══ Data to examine ══

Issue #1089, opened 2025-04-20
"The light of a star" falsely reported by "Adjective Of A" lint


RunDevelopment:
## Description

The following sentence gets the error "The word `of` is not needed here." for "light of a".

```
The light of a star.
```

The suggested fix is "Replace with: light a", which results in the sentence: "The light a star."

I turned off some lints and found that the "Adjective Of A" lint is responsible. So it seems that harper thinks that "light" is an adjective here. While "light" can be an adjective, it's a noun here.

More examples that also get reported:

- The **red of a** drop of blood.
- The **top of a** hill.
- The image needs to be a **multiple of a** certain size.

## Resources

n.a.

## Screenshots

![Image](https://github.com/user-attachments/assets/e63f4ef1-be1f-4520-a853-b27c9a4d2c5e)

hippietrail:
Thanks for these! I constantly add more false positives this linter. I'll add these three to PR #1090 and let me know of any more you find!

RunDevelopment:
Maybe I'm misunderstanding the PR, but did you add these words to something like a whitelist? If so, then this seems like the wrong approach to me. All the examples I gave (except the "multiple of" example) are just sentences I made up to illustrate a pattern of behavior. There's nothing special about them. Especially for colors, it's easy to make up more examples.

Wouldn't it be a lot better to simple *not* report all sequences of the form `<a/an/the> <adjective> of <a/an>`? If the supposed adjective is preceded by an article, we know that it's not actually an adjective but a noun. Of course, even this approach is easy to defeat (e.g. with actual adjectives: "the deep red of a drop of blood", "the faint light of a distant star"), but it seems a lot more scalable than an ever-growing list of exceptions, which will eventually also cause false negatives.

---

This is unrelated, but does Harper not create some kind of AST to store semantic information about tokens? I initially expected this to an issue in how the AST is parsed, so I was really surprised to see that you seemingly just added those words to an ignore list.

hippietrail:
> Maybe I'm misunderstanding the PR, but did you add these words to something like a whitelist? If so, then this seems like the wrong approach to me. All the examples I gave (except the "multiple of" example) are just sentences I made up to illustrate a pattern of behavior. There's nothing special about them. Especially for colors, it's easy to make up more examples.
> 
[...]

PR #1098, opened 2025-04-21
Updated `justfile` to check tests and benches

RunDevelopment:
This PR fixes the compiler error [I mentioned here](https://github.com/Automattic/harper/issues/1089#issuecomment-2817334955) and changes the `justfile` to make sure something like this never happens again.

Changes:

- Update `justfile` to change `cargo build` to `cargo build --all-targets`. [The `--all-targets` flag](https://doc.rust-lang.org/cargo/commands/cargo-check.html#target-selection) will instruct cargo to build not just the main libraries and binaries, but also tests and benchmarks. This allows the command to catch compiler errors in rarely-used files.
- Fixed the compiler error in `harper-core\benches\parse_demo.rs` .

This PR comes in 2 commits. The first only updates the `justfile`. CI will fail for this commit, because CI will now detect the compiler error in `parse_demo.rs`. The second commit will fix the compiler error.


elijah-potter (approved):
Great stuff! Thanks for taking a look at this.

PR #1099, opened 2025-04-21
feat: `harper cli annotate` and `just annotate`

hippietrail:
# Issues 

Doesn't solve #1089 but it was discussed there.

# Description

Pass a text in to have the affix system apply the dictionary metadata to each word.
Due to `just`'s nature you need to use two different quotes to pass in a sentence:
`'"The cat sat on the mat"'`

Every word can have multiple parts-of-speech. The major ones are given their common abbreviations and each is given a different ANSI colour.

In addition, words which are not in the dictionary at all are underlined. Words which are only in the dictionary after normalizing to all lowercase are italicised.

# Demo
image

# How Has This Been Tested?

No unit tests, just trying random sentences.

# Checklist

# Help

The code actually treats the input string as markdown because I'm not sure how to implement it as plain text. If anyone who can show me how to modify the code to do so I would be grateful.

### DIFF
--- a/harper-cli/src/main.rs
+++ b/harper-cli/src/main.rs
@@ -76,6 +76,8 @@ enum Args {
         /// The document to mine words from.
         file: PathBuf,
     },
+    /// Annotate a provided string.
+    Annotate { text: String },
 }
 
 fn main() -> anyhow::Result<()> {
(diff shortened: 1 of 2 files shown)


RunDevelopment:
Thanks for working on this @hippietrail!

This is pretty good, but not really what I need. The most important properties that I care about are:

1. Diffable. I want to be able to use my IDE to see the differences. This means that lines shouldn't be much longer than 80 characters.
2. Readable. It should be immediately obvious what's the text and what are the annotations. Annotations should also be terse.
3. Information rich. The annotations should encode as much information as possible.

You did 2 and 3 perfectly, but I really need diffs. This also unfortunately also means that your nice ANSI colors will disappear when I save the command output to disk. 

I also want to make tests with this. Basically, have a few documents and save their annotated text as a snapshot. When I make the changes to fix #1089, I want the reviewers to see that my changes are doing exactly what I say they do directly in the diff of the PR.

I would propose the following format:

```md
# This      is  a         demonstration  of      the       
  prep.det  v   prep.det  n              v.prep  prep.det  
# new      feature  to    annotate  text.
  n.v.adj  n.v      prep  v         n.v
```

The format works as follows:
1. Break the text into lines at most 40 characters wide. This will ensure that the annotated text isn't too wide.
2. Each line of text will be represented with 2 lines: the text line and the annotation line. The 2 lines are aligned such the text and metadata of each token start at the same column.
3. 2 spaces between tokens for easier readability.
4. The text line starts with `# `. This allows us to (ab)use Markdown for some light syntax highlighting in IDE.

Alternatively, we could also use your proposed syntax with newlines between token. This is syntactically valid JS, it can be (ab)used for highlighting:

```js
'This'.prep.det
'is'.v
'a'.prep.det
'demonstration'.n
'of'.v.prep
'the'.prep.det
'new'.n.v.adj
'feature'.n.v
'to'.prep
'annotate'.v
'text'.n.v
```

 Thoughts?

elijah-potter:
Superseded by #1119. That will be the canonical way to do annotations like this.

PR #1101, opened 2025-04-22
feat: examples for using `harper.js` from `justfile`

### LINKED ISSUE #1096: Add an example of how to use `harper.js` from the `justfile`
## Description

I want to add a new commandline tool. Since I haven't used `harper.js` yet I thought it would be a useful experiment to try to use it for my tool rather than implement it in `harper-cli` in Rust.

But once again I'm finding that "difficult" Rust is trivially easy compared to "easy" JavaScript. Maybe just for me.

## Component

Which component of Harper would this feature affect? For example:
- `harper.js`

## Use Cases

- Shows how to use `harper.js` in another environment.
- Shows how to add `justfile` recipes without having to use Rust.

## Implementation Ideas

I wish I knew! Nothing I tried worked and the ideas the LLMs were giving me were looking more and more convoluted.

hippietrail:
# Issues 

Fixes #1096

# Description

═══
══ Data to examine ══

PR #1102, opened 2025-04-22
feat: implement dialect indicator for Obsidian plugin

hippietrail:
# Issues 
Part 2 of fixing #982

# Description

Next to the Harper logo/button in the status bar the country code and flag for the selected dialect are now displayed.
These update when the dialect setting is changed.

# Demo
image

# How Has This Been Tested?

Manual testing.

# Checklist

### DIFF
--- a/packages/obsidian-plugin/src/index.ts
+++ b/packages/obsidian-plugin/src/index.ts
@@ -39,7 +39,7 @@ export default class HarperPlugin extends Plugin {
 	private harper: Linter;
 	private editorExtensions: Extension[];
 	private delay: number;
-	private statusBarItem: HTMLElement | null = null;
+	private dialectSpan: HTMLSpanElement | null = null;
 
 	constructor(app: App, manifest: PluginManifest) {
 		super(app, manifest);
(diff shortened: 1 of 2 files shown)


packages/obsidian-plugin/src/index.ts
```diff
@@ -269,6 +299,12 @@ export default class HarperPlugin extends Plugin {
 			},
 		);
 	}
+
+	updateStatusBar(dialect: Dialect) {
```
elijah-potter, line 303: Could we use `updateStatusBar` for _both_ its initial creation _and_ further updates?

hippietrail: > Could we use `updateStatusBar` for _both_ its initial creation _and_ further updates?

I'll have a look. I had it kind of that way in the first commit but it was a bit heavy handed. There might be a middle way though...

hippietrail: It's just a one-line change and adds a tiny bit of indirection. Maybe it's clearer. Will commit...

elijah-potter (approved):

═══
══ Data to examine ══

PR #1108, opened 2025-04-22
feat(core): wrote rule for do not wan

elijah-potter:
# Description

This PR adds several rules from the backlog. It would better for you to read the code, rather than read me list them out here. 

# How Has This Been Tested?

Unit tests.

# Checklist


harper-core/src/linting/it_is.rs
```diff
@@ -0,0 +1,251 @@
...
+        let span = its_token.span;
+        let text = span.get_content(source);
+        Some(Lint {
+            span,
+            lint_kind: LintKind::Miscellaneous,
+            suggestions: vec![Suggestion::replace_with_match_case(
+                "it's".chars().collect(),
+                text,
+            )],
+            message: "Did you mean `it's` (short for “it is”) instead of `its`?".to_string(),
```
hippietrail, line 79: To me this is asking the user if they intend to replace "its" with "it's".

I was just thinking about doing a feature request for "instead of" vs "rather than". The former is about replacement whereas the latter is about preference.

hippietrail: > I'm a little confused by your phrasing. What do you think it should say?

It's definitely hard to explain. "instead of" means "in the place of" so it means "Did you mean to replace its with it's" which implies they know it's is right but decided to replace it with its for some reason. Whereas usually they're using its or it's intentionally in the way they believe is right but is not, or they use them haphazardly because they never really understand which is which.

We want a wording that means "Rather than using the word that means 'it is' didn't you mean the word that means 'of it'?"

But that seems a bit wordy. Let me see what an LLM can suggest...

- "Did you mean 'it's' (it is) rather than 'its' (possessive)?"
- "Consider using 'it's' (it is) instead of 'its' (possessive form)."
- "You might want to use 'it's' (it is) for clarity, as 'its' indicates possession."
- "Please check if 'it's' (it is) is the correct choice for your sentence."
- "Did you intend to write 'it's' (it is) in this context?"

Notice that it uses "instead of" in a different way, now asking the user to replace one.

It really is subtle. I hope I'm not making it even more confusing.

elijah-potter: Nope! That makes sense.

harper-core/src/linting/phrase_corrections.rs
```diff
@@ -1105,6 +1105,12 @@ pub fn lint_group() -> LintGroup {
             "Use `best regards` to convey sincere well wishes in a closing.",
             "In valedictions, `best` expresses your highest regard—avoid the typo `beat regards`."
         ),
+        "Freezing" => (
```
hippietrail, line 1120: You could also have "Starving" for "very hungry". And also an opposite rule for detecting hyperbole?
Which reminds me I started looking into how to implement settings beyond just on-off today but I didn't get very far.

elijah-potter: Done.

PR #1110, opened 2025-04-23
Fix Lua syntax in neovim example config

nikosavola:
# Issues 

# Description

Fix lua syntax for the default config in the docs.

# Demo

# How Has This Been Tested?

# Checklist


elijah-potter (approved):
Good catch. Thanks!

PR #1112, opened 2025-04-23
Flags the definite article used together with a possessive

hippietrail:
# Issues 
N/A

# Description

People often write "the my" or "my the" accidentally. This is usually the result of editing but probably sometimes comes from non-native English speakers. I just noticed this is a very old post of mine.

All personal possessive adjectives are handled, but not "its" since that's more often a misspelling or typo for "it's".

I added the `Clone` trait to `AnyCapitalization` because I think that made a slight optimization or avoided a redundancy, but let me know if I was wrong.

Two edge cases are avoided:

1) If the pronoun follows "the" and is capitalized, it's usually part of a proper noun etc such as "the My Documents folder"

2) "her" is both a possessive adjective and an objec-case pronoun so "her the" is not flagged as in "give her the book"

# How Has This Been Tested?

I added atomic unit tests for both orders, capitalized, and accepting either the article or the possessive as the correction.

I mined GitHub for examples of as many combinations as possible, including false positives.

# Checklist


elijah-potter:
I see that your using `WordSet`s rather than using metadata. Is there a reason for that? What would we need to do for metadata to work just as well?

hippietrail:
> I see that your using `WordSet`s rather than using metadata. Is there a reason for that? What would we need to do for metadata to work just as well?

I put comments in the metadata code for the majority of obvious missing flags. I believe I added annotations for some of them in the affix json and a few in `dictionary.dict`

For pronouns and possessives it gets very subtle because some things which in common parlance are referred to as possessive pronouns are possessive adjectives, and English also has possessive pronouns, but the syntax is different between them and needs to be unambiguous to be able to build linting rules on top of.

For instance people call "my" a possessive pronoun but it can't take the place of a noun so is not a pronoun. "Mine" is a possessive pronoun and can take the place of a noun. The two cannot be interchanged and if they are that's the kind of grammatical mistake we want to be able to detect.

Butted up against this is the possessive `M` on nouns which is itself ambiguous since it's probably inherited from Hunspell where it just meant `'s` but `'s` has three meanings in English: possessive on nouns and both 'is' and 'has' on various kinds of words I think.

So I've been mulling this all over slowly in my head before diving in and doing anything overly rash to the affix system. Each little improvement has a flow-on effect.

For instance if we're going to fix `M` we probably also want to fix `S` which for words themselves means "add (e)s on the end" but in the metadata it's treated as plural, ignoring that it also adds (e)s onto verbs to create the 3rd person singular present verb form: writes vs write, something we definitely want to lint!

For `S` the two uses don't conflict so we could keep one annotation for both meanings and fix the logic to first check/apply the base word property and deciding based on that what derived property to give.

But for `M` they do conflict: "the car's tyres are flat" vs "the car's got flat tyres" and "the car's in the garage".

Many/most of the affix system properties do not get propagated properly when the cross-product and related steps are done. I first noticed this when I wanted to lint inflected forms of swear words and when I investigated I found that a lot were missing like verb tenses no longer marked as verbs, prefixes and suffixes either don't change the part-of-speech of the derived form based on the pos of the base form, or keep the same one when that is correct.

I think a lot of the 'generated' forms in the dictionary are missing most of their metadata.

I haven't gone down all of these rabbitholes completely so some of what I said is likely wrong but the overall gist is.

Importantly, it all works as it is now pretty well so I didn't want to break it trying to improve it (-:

═══

• _Requirement_
In the records above, find each line that mentions the word "three", and copy it.

• _Written response_
Thanks for these! I constantly add more false positives this linter. I'll add these three to PR #1090 and let me know of any more you find!
Butted up against this is the possessive `M` on nouns which is itself ambiguous since it's probably inherited from Hunspell where it just meant `'s` but `'s` has three meanings in English: possessive on nouns and both 'is' and 'has' on various kinds of words I think.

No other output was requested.